Given the emerging evidence on inequalities in the health and economic burden from the current pandemic, we make the following recommendations to public health decision-makers:

  • Recommendation 1: Current surveillance and reporting of COVID-19 is based on aggregate figures which hide underlying inequalities. Reporting disaggregated statistics, at least broken down by the three groups identified, would facilitate targeted public health measures.

  • Recommendation 2: Current epidemiological models and analyses of policy options are mostly based on the average-population approach—this may “flatten the overall curve” but is likely to increase the health and economic burden for the groups we have identified. Policymakers need to understand and mitigate these impacts.

  • Recommendation 3: Testing is critical for early intervention. Because of the higher risk in marginalized groups, it is important to ramp up accessible testing in elderly care homes, workplaces of essential service workers and high-risk community hot spots.
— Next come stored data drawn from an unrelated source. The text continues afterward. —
PR #3142, opened 2023-07-12
test(general): add crash consistency test to validate repository consistency when kopia stops abruptly

MinyiZou:
The main objective is to verify and ensure that the Kopia backup tool does not cause corruption in the repository when a crash occurs, particularly triggered by an unhandled SIGKILL signal. Most important thing is to support a dedicated pipeline for stress and longevity testing in Crash Consistency Testing.


tests/recovery/blobmanipulator/blobmanipulator.go
```diff
@@ -274,6 +274,21 @@ func (bm *BlobManipulator) SetUpSystemUnderTest() error {
 	return nil
 }
 
+// GenerateRandomFiles connects or creates a kopia repo, writes random data in source directory,
+// creates snapshots of the source directory.
```
Shrekster, line 278:
```suggestion
// GenerateRandomFiles connects or creates a Kopia repository that writes random data in source directory.
// Tests can later create snapshots from the source directory.
```

tests/robustness/crash_consistency_test/crash_consistency_test.go
```diff
@@ -0,0 +1,262 @@
...
+)
+
+func TestConsistencyWhenKill9AfterModify(t *testing.T) {
+	// create, connect repository
+	dataRepoPath := path.Join(*repoPathPrefix, dirPath+dataPath)
+	baseDir := makeBaseDir()
+	bm, err := blobmanipulator.NewBlobManipulator(baseDir, dataRepoPath)
+	if err != nil {
+		if errors.Is(err, kopiarunner.ErrExeVariableNotSet) {
+			log.Println("Skipping recovery tests because KOPIA_EXE is not set")
```
Shrekster, line 32: You want to mark this test as skipped instead of success, so better to use the testing skip interface for that.

```suggestion
			t.Skip("Skipping recovery tests because KOPIA_EXE is not set")
```

tests/robustness/crash_consistency_test/crash_consistency_test.go
```diff
@@ -0,0 +1,262 @@
...
+		} else {
+			log.Println("Error creating Blob Manipulator:", err)
+		}
+		os.Exit(0)
+	}
```
Shrekster, line 37: There is a nice error checking interface from `github.com/stretchr/testify/require` package which you can import and use to make this error handling a bit simpler:

```suggestion
	if errors.Is(err, kopiarunner.ErrExeVariableNotSet) {
		t.Skip("Skipping recovery tests because KOPIA_EXE is not set")
	}

	require.NoError(t, err)
```

tests/robustness/crash_consistency_test/crash_consistency_test.go
```diff
@@ -0,0 +1,262 @@
...
+	bm.DataRepoPath = dataRepoPath
+
+	// generate 10M * 10 dataset
+	fileSize := 1 * 1024 * 1024
+	numFiles := 100
+	err = bm.GenerateRandomFiles(fileSize, numFiles)
+	if err != nil {
+		log.Println("Error in creating snapshot data", err)
+		t.FailNow()
+	}
```
Shrekster, line 48: Same suggestion as above, I'll stop point these out now. You can use the `require` interface on most other changes as well.

```suggestion
	require.NoError(t, err, "failed creating source data for the snapshot operation")
```

tests/robustness/crash_consistency_test/crash_consistency_test.go
```diff
@@ -0,0 +1,262 @@
...
+	// create snapshot successfully at the first time
+	// populate the kopia repo under test with random snapshots
+	snapID, _, err := bm.TakeSnapshot(bm.PathToTakeSnapshot)
+	if err != nil {
+		log.Println("Error in creating snapshot", err)
+		t.FailNow()
+	}
+	dst := getRootDir(bm.PathToTakeSnapshot)
+
+	preResotrePath := filepath.Join(dirPath, "restore_pre")
```
Shrekster, line 59:
```suggestion
	preRestorePath := filepath.Join(dirPath, "restore_pre")
```

tests/robustness/crash_consistency_test/crash_consistency_test.go
```diff
@@ -0,0 +1,262 @@
...
+	fileSize := 1 * 1024 * 1024
+	numFiles := 100
+	err = bm.GenerateRandomFiles(fileSize, numFiles)
+	if err != nil {
+		log.Println("Error in creating snapshot data", err)
+		t.FailNow()
+	}
+
+	// create snapshot successfully at the first time
+	// populate the kopia repo under test with random snapshots
```
Shrekster, line 51:
```suggestion
	// Create the first snapshot and expect it to run successfully.
	// This will populate the repository under test with initial data snapshot.
```

tests/robustness/crash_consistency_test/crash_consistency_test.go
```diff
@@ -0,0 +1,262 @@
...
+	}
+	dst := getRootDir(bm.PathToTakeSnapshot)
+
+	preResotrePath := filepath.Join(dirPath, "restore_pre")
+	// try to restore a snapshot named restore_pre
+	stdout, err := bm.RestoreGivenOrRandomSnapshot("", preResotrePath)
+	if err != nil {
+		log.Println("Error restoring the kopia repository:", stdout, err)
+		t.FailNow()
+	}
```
Shrekster, line 65: Hmmm. I am trying to understand this step a little better. What do you think is the purpose of trying to perform a restore before the second snapshot ?

I think you maybe have some valid reason here, I just would like to understand it better.

chaitalisg:
A lot of the code here is similar to the `recovery` test package. Can you move the test to that package and pull out the common code into functions?

tools/crash-consistency-job.sh
```diff
@@ -0,0 +1,116 @@
+#!/usr/bin/env bash
```
chaitalisg, line 1: Is this needed now that the test is moved under recovery_test package?

tests/robustness/filehandler/filehandler.go
```diff
@@ -0,0 +1,142 @@
+//go:build darwin || (linux && amd64)
```
chaitalisg, line 1: This should be moved under `recovery` as well.

tests/recovery/recovery_test/main_test.go
```diff
@@ -13,6 +13,8 @@ import (
 
 const (
 	dataSubPath = "recovery-data"
+	dirPath     = "kopia_dummy_repo"
```
chaitalisg, line 16: Can you use a more descriptive name? Something like consistencyTestRepo or similar? Same thing goes for the path `kopia_dummy_repo`.

tests/recovery/blobmanipulator/blobmanipulator.go
```diff
@@ -16,6 +16,7 @@ import (
 	"github.com/kopia/kopia/repo/blob"
 	"github.com/kopia/kopia/snapshot"
 	"github.com/kopia/kopia/tests/robustness"
+	"github.com/kopia/kopia/tests/robustness/filehandler"
```
chaitalisg, line 19: Filehandler is no longer under robustness package

tests/recovery/recovery_test/recovery_test.go
```diff
@@ -168,6 +172,167 @@ func TestSnapshotFixInvalidFiles(t *testing.T) {
 	require.NoError(t, err)
 }
 
+func TestConsistencyWhenKill9AfterModify(t *testing.T) {
```
chaitalisg, line 175: Add a comment describing the test function.

tests/recovery/recovery_test/recovery_test.go
```diff
@@ -168,6 +172,167 @@ func TestSnapshotFixInvalidFiles(t *testing.T) {
...
+	err = bm.VerifySnapshot()
+	require.NoError(t, err)
+
+	// Create a temporary dir to restore a snapshot
+	restoreDir := t.TempDir()
+	if restoreDir == "" {
+		t.FailNow()
+	}
+
+	// try to restore a snapshot, this should error out
```
chaitalisg, line 253: Comment says this should error out but the next line checks for `NoError`. Old comment?

Makefile
```diff
@@ -307,6 +307,13 @@ recovery-tests: build-integration-test-binary $(gotestsum)
 	FIO_DOCKER_IMAGE=$(FIO_DOCKER_TAG) \
 	$(GO_TEST) -count=$(REPEAT_TEST) github.com/kopia/kopia/tests/recovery/recovery_test $(TEST_FLAGS)
 
+crash-consistency-test: export KOPIA_EXE ?= $(KOPIA_INTEGRATION_EXE)
```
chaitalisg, line 310: Remove this if the target is no longer used

tests/recovery/recovery_test/main_test.go
chaitalisg: Please address this. The variable name `dirPath` does not describe its purpose. How about crashConsistencyDirPath or whatever the purpose of this variable is.
Similarly, `kopia_dummy_repo` does not describe its purpose. How about something like - crash-consistency-test-repo

chaitalisg:
Please add a detailed PR description.

chaitalisg (approved):
LGTM!

tests/recovery/recovery_test/recovery_test.go
```diff
@@ -168,6 +172,172 @@ func TestSnapshotFixInvalidFiles(t *testing.T) {
...
+		t.FailNow()
+	}
+
+	bm, err := blobmanipulator.NewBlobManipulator(baseDir, dataRepoPath)
+	if err != nil {
+		if errors.Is(err, kopiarunner.ErrExeVariableNotSet) {
+			t.Skip("Skipping crash consistency tests because KOPIA_EXE is not set")
+		} else {
+			t.Skip("Error creating SnapshotTester:", err)
+		}
```
Shrekster, line 191: You do not need the else clause because Skip() will exit the test.

```suggestion

		t.Skip("Error creating SnapshotTester:", err)
```

tests/recovery/recovery_test/recovery_test.go
```diff
@@ -168,6 +172,172 @@ func TestSnapshotFixInvalidFiles(t *testing.T) {
...
+	}
+
+	bm.DataRepoPath = dataRepoPath
+
+	// create a snapshot for initialized data
+	snapID, err := bm.SetUpSystemWithOneSnapshot()
+	if err != nil {
+		t.FailNow()
+	}
```
Shrekster, line 200: How about using require package here too ? The advantage is that it'll actually also print the error which is good for debugging later.

```suggestion
	require.NoError(t, err)
```

tests/recovery/recovery_test/recovery_test.go
```diff
@@ -168,6 +172,172 @@ func TestSnapshotFixInvalidFiles(t *testing.T) {
...
+
+	cmpDir := bm.PathToTakeSnapshot
+
+	copyDir := t.TempDir()
+	if copyDir == "" {
+		t.FailNow()
+	}
```
Shrekster, line 207:
```suggestion
	require.NotEmpty(copyDir, "TempDir() did not generate a valid dir")
```

tests/recovery/recovery_test/recovery_test.go
```diff
@@ -168,6 +172,172 @@ func TestSnapshotFixInvalidFiles(t *testing.T) {
...
+	err = bm.FileHandler.CopyAllFiles(bm.PathToTakeSnapshot, copyDir)
+	require.NoError(t, err)
+
+	// modify original files
+	content := "\nthis is a test for TestConsistencyWhenKill9AfterModify\n"
+	err = bm.FileHandler.ModifyDataSetWithContent(copyDir, content)
+	require.NoError(t, err)
+	log.Println("Copy content and modify the files.")
+
+	// kill the kopia command before it exits
```
Shrekster, line 228: is this comment relevant here ?

You do not want to killl the `connect` command, but the snapshot command. Maybe move this comment to the snapshot command below ?

tests/recovery/recovery_test/recovery_test.go
```diff
@@ -168,6 +172,172 @@ func TestSnapshotFixInvalidFiles(t *testing.T) {
...
+	log.Println("Verify snapshot corruption:")
+	// verify snapshot corruption
+	err = bm.VerifySnapshot()
+	require.NoError(t, err)
+
+	// Create a temporary dir to restore a snapshot
+	restoreDir := t.TempDir()
+	if restoreDir == "" {
+		t.FailNow()
+	}
```
Shrekster, line 253: same as before use the `require` package with a message explaining that TempDir() failed

tests/recovery/recovery_test/recovery_test.go
```diff
@@ -168,6 +172,172 @@ func TestSnapshotFixInvalidFiles(t *testing.T) {
...
+	require.NoError(t, err)
+
+	err = bm.FileHandler.CopyAllFiles(bm.PathToTakeSnapshot, copyDir)
+	require.NoError(t, err)
+
+	// modify original files
+	content := "\nthis is a test for TestConsistencyWhenKill9AfterModify\n"
+	err = bm.FileHandler.ModifyDataSetWithContent(copyDir, content)
+	require.NoError(t, err)
+	log.Println("Copy content and modify the files.")
```
Shrekster, line 226: You should use `t.Log()` and `t.Logf()` where possible to avoid test noise.

SEE: https://pkg.go.dev/testing#B.Logf

These logs are generally not printed on the console, unless you specify the verbose `-v` flag to the test. Like `go test -v`.

The reason for using `t.Log` and `t.Logf` over `log.PrintX` is because developers usually run all the tests quite often. Every time we push anything to Kopia, we'd run all these tests locally. And if these tests would keep printing noise to the screen then it is hard to follow progress of all the tests. If anyone is interested in watching what a test is doing then they can specify the verbose flag or if the test fails then the test framework will dump the Log() statements anyway, so that they are there when you need them.

tests/recovery/recovery_test/recovery_test.go
```diff
@@ -168,6 +172,172 @@ func TestSnapshotFixInvalidFiles(t *testing.T) {
...
+	env := []string{"KOPIA_PASSWORD=" + testenv.TestRepoPassword}
+	cmd.Env = append(os.Environ(), env...)
+
+	o, err := cmd.CombinedOutput()
+	require.NoError(t, err)
+	log.Println(string(o))
+
+	cmd = exec.Command(kopiaExe, "snap", "create", copyDir, "--json", "--parallel=1")
+
+	log.Println("Kill the kopia command before it exits:")
```
Shrekster, line 241: Same suggestion as above, you can replace all your `log.PrintX` statements with `t.Log`.

tests/recovery/recovery_test/recovery_test.go
```diff
@@ -168,6 +172,172 @@ func TestSnapshotFixInvalidFiles(t *testing.T) {
...
+
+				break
+			}
+		}
+	}()
+
+	stdoutPipe, err := cmd.StdoutPipe()
+	if err != nil {
+		panic(err)
+	}
```
Shrekster, line 308: No need to panic() just fail the test. So, just use require.NoError().

tests/recovery/recovery_test/recovery_test.go
MinyiZou: I deleted the else clause. Thanks~

tests/recovery/recovery_test/recovery_test.go
MinyiZou: Thanks, I would like to use `require` interface instead.

tests/recovery/recovery_test/recovery_test.go
MinyiZou: Yes, you are right. I do the kill action before connect, so I should add connect with repository with the environment configuration, otherwise it will display "ERROR open repository: repository is not connected.kopia connect repo".

tests/recovery/recovery_test/recovery_test.go
MinyiZou: That's why I find it confusing when I see `t.Log` used in some places and `log.Println` used in others. I appreciate your response.

tests/recovery/recovery_test/recovery_test.go
```diff
@@ -168,6 +172,172 @@ func TestSnapshotFixInvalidFiles(t *testing.T) {
...
+			output := scanner.Text()
+			log.Println(output)
+			errOut.Write(scanner.Bytes())
+			errOut.WriteByte('\n')
+
+			log.Println(output)
+			// Check if the output contains the "hashing" etc.
+			if strings.Contains(output, "hashing") && strings.Contains(output, "hashed") && strings.Contains(output, "uploaded") || strings.Contains(output, "Snapshotting") {
+				log.Println("Detaching and terminating target process")
+				cmd.Process.Kill()
```
Shrekster, line 292: This will work most of the times but will fail some of the times. The problem is that your strings.Contains() will not match every word every time this test runs.

`scanner := bufio.NewScanner(stderrPipe)` will allocate the default buffer size of 64k. What this means is that it MIGHT read upto those many characters before the first `scanner.Scan()` succeeds. In an unexpected scenario for your code, it might succeed once with half the word "uploa" first and the remaining "ded" in the next iteration, which will not make your test trigger the kill() action.

Which means that for your experiment, the kopia subcommand could actually print everything and then exit before the first iteration even triggering the kill action. Which is too late for you. Instead, I think what you are trying to do is to kill the subprocess as soon as you see lines being printed with the words you want.

So, you might be able to set a word split using `scanner.Split(bufio.ScanWords)` and check for words "uploaded" in that or you may also use `scanner.Split(bufio.ScanLines)` and then check for all the words in each line.

tests/recovery/recovery_test/recovery_test.go
```diff
@@ -168,6 +172,172 @@ func TestSnapshotFixInvalidFiles(t *testing.T) {
...
+
+	wg.Add(1)
+
+	o := bytes.Buffer{}
+
+	go func() {
+		defer wg.Done()
+
+		// Create a scanner to read from stdoutPipe
+		scanner := bufio.NewScanner(stdoutPipe)
```
Shrekster, line 310: Do you really need to check BOTH stdout and stderr pipes ? I think you should be able to drop one of them.

tests/recovery/recovery_test/recovery_test.go
MinyiZou: Fix it with `require.NoError(t, err)`

tests/recovery/recovery_test/recovery_test.go
MinyiZou: fix it with `require.NotEmpty(copyDir, "TempDir() did not generate a valid dir")`

tests/recovery/recovery_test/recovery_test.go
MinyiZou: fix it with require.NotEmpty(restoreDir, "TempDir() did not generate a valid dir")

tests/recovery/recovery_test/recovery_test.go
MinyiZou: Fix it with `t.Log`

tests/recovery/recovery_test/recovery_test.go
MinyiZou: fix it with `require.NoError()`

tests/recovery/recovery_test/recovery_test.go
```diff
@@ -168,6 +172,172 @@ func TestSnapshotFixInvalidFiles(t *testing.T) {
...
+			// Check if the output contains the "copying" text
+			if strings.Contains(output, "hashing") && strings.Contains(output, "hashed") && strings.Contains(output, "uploaded") {
+				cmd.Process.Kill()
+				break
+			}
+		}
+	}()
+
+	// Run the command
+	_ = cmd.Run()
```
Shrekster, line 328: cmd.Run() will wait for the process to exit and it will also close the StdErr pipe. So, you should use use `cmd,Start()` instead and then wait for your go routine `wg.Wait()` and finally, wait for the command to exit using `cmd.Wait()`.

tests/recovery/recovery_test/recovery_test.go
MinyiZou: I believe it's still necessary to have the stdoutpipe because there's a possibility that the snapshot will be created successfully. Although it's unlikely for the stdoutpipe to be executed in such cases, there are scenarios where the test environment is not cleaned properly in pipeline and the previous dataset is used for running the test. In such cases, it's important to know whether the snapshot was created successfully, even though the occurrence of this situation is unlikely.

tests/recovery/recovery_test/recovery_test.go
```diff
@@ -168,6 +172,172 @@ func TestSnapshotFixInvalidFiles(t *testing.T) {
...
+			output := scanner.Text()
+			log.Println(output)
+			o.Write(scanner.Bytes())
+			o.WriteByte('\n')
+
+			log.Println("snapshot create successfully", output)
+			// Check if the output contains the "copying" text
+			if strings.Contains(output, "hashing") && strings.Contains(output, "hashed") && strings.Contains(output, "uploaded") {
+				cmd.Process.Kill()
+				break
```
Shrekster, line 322: You should drain the `stdoutPipe` before stopping the goroutine or your subcommand can get deadlocked. If a subprocess is blocked on writing to the std-err before of buffer limitations then you will not be able to kill it and hence your `cmd.Wait()` or `cmd.Run()` will get stuck forever.

tests/recovery/recovery_test/recovery_test.go
Shrekster: It should not matter whether if snapshot was created successfully. If Kopia prints to stderr then it will always print that line to stderr even if it succeeded.

tests/recovery/recovery_test/recovery_test.go
MinyiZou: Since the log messages related to uploading are only printed to the stderrPipe, I believe there is no need to include the stdoutPipe anymore. Therefore, I think there is no requirement to drain the stdoutPipe in this scenario.

tests/recovery/recovery_test/recovery_test.go
MinyiZou: I decide to delete stdoutPipe because the log about uploading only print at stderrPipe.

tests/recovery/recovery_test/recovery_test.go
MinyiZou: I used `cmd.Start()` rather than `cmd.Run()` in this case

tests/recovery/recovery_test/recovery_test.go
```diff
@@ -168,6 +172,143 @@ func TestSnapshotFixInvalidFiles(t *testing.T) {
...
+func killOnCondition(t *testing.T, cmd *exec.Cmd) {
+	t.Helper()
+
+	stderrPipe, err := cmd.StderrPipe()
+	require.NoError(t, err)
+
+	// execute kill -9 while receive ` | 1 hashing, 0 hashed (65.5 KB), 0 cached (0 B), uploaded 0 B, estimating...` message
+	var wg sync.WaitGroup
+
+	var mu sync.Mutex
```
Shrekster, line 269: why do you need a mutex ?

tests/recovery/recovery_test/recovery_test.go
```diff
@@ -168,6 +172,143 @@ func TestSnapshotFixInvalidFiles(t *testing.T) {
...
+
+	// Add a WaitGroup counter for the first goroutine
+	wg.Add(1)
+
+	errOut := bytes.Buffer{}
```
Shrekster, line 274: is anyone using the errOut variable? If not then please drop it

tests/recovery/filehandler/filehandler.go
```diff
@@ -0,0 +1,155 @@
...
+		sourceFile.Close()
+
+		destinationFile.Close()
+	}
+
+	return nil
+}
+
+// CompareDirs examines and compares the quantities and contents of files in two different folders.
+func (handler *FileHandler) CompareDirs(source, destination string) error {
```
Shrekster, line 115: You can use the directory comparator fro the Kopia's internal `diff` module:

```go
	c, err := diff.NewComparer(&buf)
	require.NoError(t, err)

	t.Cleanup(func() {
		_ = c.Close()
	})

	err = c.Compare(ctx, dir1, dir2)
	require.NoError(t, err)
```

See this file: internal/diff/diff.go

tests/recovery/filehandler/filehandler.go
```diff
@@ -0,0 +1,111 @@
...
+)
+
+// FileHandler implements a FileHandler struct.
+type FileHandler struct{}
+
+// ErrFileNumberInconsistency is utilized to raise an error when the number of items in the two folders differs.
+var ErrFileNumberInconsistency = errors.New("the number of items in the two folders is not the same")
+
+// ErrFilesInconsistency is utilized to raise an error when the name of item in the two folders differs.
+var ErrFilesInconsistency = errors.New("the name of the item in the source folder does not match the name in the duplicated folder")
```
Shrekster, line 22: you can drop this error now

tests/recovery/filehandler/filehandler.go
```diff
@@ -0,0 +1,111 @@
...
+
```
Shrekster, line 23: you can drop these errors now

```suggestion
```

tests/recovery/blobmanipulator/blobmanipulator.go
```diff
@@ -274,6 +276,54 @@ func (bm *BlobManipulator) SetUpSystemUnderTest() error {
...
+
+	// create snapshot of the data
+	log.Printf("Creating snapshot of directory %s", bm.PathToTakeSnapshot)
+
+	snapshotID, _, err := bm.TakeSnapshot(bm.PathToTakeSnapshot)
+	if err != nil {
+		return "", err
+	}
+
+	log.Printf("Creating snapshot of snapshot ID %s", snapshotID)
```
Shrekster, line 302:
```suggestion
	log.Printf("Created snapshot of snapshot ID %s", snapshotID)
```

tests/recovery/blobmanipulator/blobmanipulator.go
```diff
@@ -274,6 +276,54 @@ func (bm *BlobManipulator) SetUpSystemUnderTest() error {
...
+	numFiles := 50
+	ctx := context.Background()
+
+	err := bm.writeRandomFiles(ctx, fileSize, numFiles)
+	if err != nil {
+		return "", err
+	}
+
+	// create snapshot of the data
+	bm.PathToTakeSnapshot = bm.FileHandler.GetRootDir(bm.fileWriter.DataDirectory(ctx))
```
Shrekster, line 292: why not set the `bm.PathToTakeSnapshot` to the data dir ? We'd like to take the snapshot of the entire directory, right ?

```suggestion
	bm.PathToTakeSnapshot = bm.fileWriter.DataDirectory(ctx)
```

tests/recovery/blobmanipulator/blobmanipulator.go
```diff
@@ -274,6 +276,54 @@ func (bm *BlobManipulator) SetUpSystemUnderTest() error {
...
+// Tests can later create snapshots from the source directory.
+func (bm *BlobManipulator) GenerateRandomFiles(fileSize, numFiles int) error {
+	ctx := context.Background()
+
+	err := bm.writeRandomFiles(ctx, fileSize, numFiles)
+	if err != nil {
+		return err
+	}
+
+	bm.PathToTakeSnapshot = bm.FileHandler.GetRootDir(bm.fileWriter.DataDirectory(ctx))
```
Shrekster, line 317: same suggestions as above here:

```suggestion
	bm.PathToTakeSnapshot = bm.fileWriter.DataDirectory(ctx)
```

tests/recovery/blobmanipulator/blobmanipulator.go
Shrekster: Maybe I am missing something here. @MinyiZou I am assuming hat we'll ike to snapshot the entire directory and not just a single file.

MinyiZou: The structure of directories is as follows: /a/b/. In the "b" folder, there are 200 files. However, when using the bm.fileWriter.DataDirectory(ctx) method, I only receive a folder path (/a/). For this particular test scenario, it should be acceptable to capture either the entire directory as a snapshot or the 200 individual files. In case we choose to snapshot the 200 files, I will send a signal. `bm.FileHandler.GetRootDir` will return /a/b/ path if I input /a/.

Shrekster (approved):
LGTM! Nice work!

A couple things around the raciness attribute of the current design of the crash test, but this a good first iteration.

  • Recommendation 4: It is vital that the public health discipline develop targeted information campaigns (in consultation with community influencers) that recognize socio-cultural practices, and the housing and economic challenges of the less privileged.

  • Recommendation 5: If and when a coronavirus vaccine is available, it is important that vulnerable groups, in addition to essential service workers, are prioritized, and potential inequalities in access are actively monitored.


COVID-19 pandemic has disproportionately impacted the already marginalized groups in our societies. While governments around the world face a trade-off between flattening the epidemiological curve versus flattening the economy, it is important that policymakers take specific measures to address the emerging disparities in the health and economic impact of the pandemic.